Aunque tales procesos lo son de responsabilidad política, no penales, entendemos que deben sujetarse a las reglas del debido proceso legal, con el goce de las garantías constitucionales que aseguran la defensa en juicio. También rige la prohibición de juzgamiento por comisiones especiales art. 18) y por ende, el tribunal ex post facto. Esto no se compadece con la proyectada reforma, que vulneraría esos claros principios.

b) En 1990 los 5 miembros de la Corte Suprema fueron incrementados por 4 magistrados, acto que motivó la renuncia del ministro Jorge Bacqué. Ahora se propone volver al número anterior, postulándose que tal jibarización remediaría, como por ensalmo, los diversos males que se le imputa a su actual composición.

Que la vuelta al número primigenio no tiene tan mágicos efectos lo revela la prosecución de los cacerolazos contra el Tribunal Superior del Chaco, que ostenta la postulada cifra.

No puede sino compartirse el prudente reenvío que el ministro de Justicia hace a los mecanismos del juicio político, como única vía apta para preservar la institución de deterioros inadmisibles. Pero en orden a saldar la asignatura pendiente de la reforma de 1994 -la reforma del sistema judicial-reiteramos, ahora como solución no traumática, la incorporación de una Corte Constitucional y la reformulación de la competencia del más Alto Tribunal asignándole el rol de Corte Nacional de Casación, como lo hacía la Constitución de 1949.

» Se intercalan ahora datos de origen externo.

PR #4242, opened 2026-04-28
Fix edam comments

LouisLeNezet:
## PR checklist

This PR change two things about the EDAM ontology management during modules linting:

- Use static only three columns (3kb) needed copy of the latest EDAM ontology available to avoid having to download each time the 2Mb TSV
- Fix the comment issue when using `--fix`

I've also added a PR on edamontology to add all the remaining file extension missing
https://github.com/edamontology/edamontology/pull/952

An additional benefits, is that we could locally update the file extension to make sure we use the ones we need.


nf_core/modules/lint/__init__.py
```diff
@@ -681,7 +689,17 @@ def _add_edam_ontologies(section, edam_formats, desc):
 
         def _ensure_string_keys(obj):
             """Recursively ensure all dict keys are strings (e.g., convert 1.2 -> "1.2")"""
-            if isinstance(obj, dict):
+            if isinstance(obj, ruamel.yaml.comments.CommentedMap):
```
mashehu, line 689: are there cases where we have comments on dict keys?

LouisLeNezet: Not that I know of, do you want to enforce their deletion ?

LouisLeNezet: Moreover if they aren't added by nf-core modules lint they won't be generated.
As currently, when reading the yaml file, these comments are lost.

mashehu: i just don't think we need that complex logic here (it is mainly to handle topics with `val()` correctly

LouisLeNezet: The issue I faced was that this particular function was the one responsible of the edam comments deletion.
The comments are stored as metadata and this function would remove them.

But I'm not sure to understand your concern 🤔 
Is it only on ` if isinstance(obj, ruamel.yaml.comments.CommentedMap):` or also on `elif isinstance(obj, ruamel.yaml.comments.CommentedSeq):` ?

LouisLeNezet: If I remove `if isinstance(obj, ruamel.yaml.comments.CommentedMap):` block then I loose the comments.

LouisLeNezet: but I can remove `elif isinstance(obj, ruamel.yaml.comments.CommentedSeq):` without removing the comments

mashehu: i just want to keep the code as simple as possible. 🙂

LouisLeNezet: I agree, I will remove the unecessary and add a comment to explain the needs here.

nf_core/modules/modules_utils.py
```diff
@@ -99,15 +97,17 @@ def get_installed_modules(directory: Path, repo_type="modules") -> tuple[list[st
 def load_edam():
     """Load the EDAM ontology from the nf-core repository"""
     edam_formats = {}
+    local_path = Path(__file__).parent.parent / "assets" / "EDAM.tsv"
     try:
-        response = requests.get("https://edamontology.org/EDAM.tsv")
```
mashehu, line 103: good idea, but I prefer to use some caching logic/libaray instead of  manually managing a cache file. keep the request, but write it to the `NFCORE_CACHE_DIR` and check before making the request if it exists

LouisLeNezet: Okay I will try 👍

LouisLeNezet: I've added it, the only issue I see is that nobody will have an update of this file if they do not clean the cache.
Wouldn't it be better to use the release version of the EDAM ontology instead ?
https://github.com/edamontology/edamontology/tree/main/releases

By doing so, we only have to bump the `EDAM_X_XX.tsv` version once in a while.

nf_core/modules/modules_utils.py
```diff
@@ -99,15 +101,28 @@ def get_installed_modules(directory: Path, repo_type="modules") -> tuple[list[st
...
+            with open(cache_path, "wb") as fh:
+                fh.write(data_bytes)
+        except requests.exceptions.RequestException:
+            return edam_formats
+    else:
+        log.debug("EDAM.tsv file found in NFCORE_CACHE_DIR")
+        try:
+            with cache_path.open("rb") as f:
+                data_bytes = f.read()
+        except (FileNotFoundError, OSError) as e:
```
mashehu:
```suggestion
        except (OSError) as e:
```

nf_core/modules/modules_utils.py
mashehu: add a TTL of maybe one week, should be fine. With the versioned one, we will have the problem of how do we keep it up-to-date.

LouisLeNezet:
@mashehu : I should have answered your comments. Do you know what's causing the current GA errors ?

mashehu:
You mean the pytest errors? They are because we have non-strict nextflow code in our test fixtures and the release of 26.04.0 broke them.

LouisLeNezet:
Hi @mashehu, the tests now pass 😄

tests/modules/test_modules_utils.py
```diff
@@ -82,3 +85,37 @@ def test_filter_modules_by_name_empty_list(self):
...
+
+        cache_dir = Path("test_cache")
+        cache_path = cache_dir / "EDAM.tsv"
+
+        # Ensure clean state
+        if cache_dir.exists():
+            for f in cache_dir.iterdir():
+                f.unlink()
+            cache_dir.rmdir()
+
```
mashehu:
```suggestion
        shutil.rmtree(cache_dir, ignore_errors=True)

```
and `import shutil` on the top of the file

tests/modules/test_modules_utils.py
```diff
@@ -82,3 +85,37 @@ def test_filter_modules_by_name_empty_list(self):
...
+        # Cache file should now exist
+        assert cache_path.exists()
+
+        first_key, first_value = next(iter(edam_formats.items()))
+
+        assert isinstance(first_key, str)
+        assert isinstance(first_value, tuple)
+        assert len(first_value) == 2
+
+        # Cleanup (important since we're not using tmp_path)
```
mashehu: i would prefer if we use tmp_path for NFCORE_CACHE_DIR here, so we can run tests in parallel.

tests/modules/test_modules_utils.py
```diff
@@ -82,3 +85,37 @@ def test_filter_modules_by_name_empty_list(self):
 
         filtered = nf_core.modules.modules_utils.filter_modules_by_name(modules, "fastqc")
         assert len(filtered) == 0
+
+    @patch("nf_core.modules.modules_utils.NFCORE_CACHE_DIR", new="test_cache")
```
mashehu: should we mock the contents of edam.tsv?

mashehu (commented):
Almost there

tests/modules/test_modules_utils.py
LouisLeNezet: I wouldn't mock this logic, as I want to be sure that the downloading is done properly.
Also as I'm testing only the first value, this shouldn't be out of date in the future.

tests/modules/test_modules_utils.py
LouisLeNezet: Done

tests/test_modules.py
```diff
@@ -179,3 +179,7 @@ def test_modulesrepo_class(self):
     @pytest.fixture(autouse=True)
     def _use_caplog(self, caplog):
         self.caplog = caplog
+
+    @pytest.fixture(autouse=True)
+    def _tmp_path(self, tmp_path):
```
mashehu, line 184: where is this used?

LouisLeNezet: This is used in `test_load_edam` to set the tmp_path properly.

mashehu: ah, true.

CHANGELOG.md
```diff
@@ -46,6 +46,10 @@
 - switch changelog bot trigger only on comments ([#4241](https://github.com/nf-core/tools/pull/4241))
 - fix indentation in generated api docs ([#4245](https://github.com/nf-core/tools/pull/4245))
 
+### Linting
+
+- Store `EDAM.tsv` in `NFCORE_CACHE_DIR` and fix yaml comment loss ([#4242](https://github.com/nf-core/tools/pull/4242))
```
```suggestion
- Store `EDAM.tsv` in `NFCORE_CACHE_DIR` and fix yaml comment loss when running `lint --fix` ([#4242](https://github.com/nf-core/tools/pull/4242))
```

mashehu (approved):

La Corte Constitucional, abrumadoramente incorporada en los ordenamientos contemporáneos, asumiendo la jurisdicción prevista por los arts. 116 y 117, cumpliría con las exigencias de especialización y eficacia y gozaría de la autoridad que le daría su integración con juristas intergérrimos, con duración limitada y sin reelección, propuestos con respaldo institucional, a la manera de los mejores modelos exitosos, como el español.

Por su parte, la Corte Nacional de Casación unificaría la jurisprudencia en materia de derecho común en todo el país, solventando una necesidad que el uso desmesurado del recurso de arbitrariedad ha debido colmar y que significa un desgaste jurisdiccional excesivo para el actual Alto Tribunal.

Este progreso técnico, a más de solucionar un problema político, justificaría por sí sólo la reforma de la Constitución. Y tal vez debería ir unido a la adopción de mecanismos participativos, como el recall o revocación de mandatos, el veto popular y la opción legal que permitan la destitución de un funcionario electivo o la atribución a la sociedad de la facultad de anular en las urnas leyes o disposiciones adoptadas por órganos legislativos o administrativos.

Creemos que así la ley fundamental de los argentinos podría cumplir su rol más trascendente: la función transformadora que compete a las constituciones posmodernas.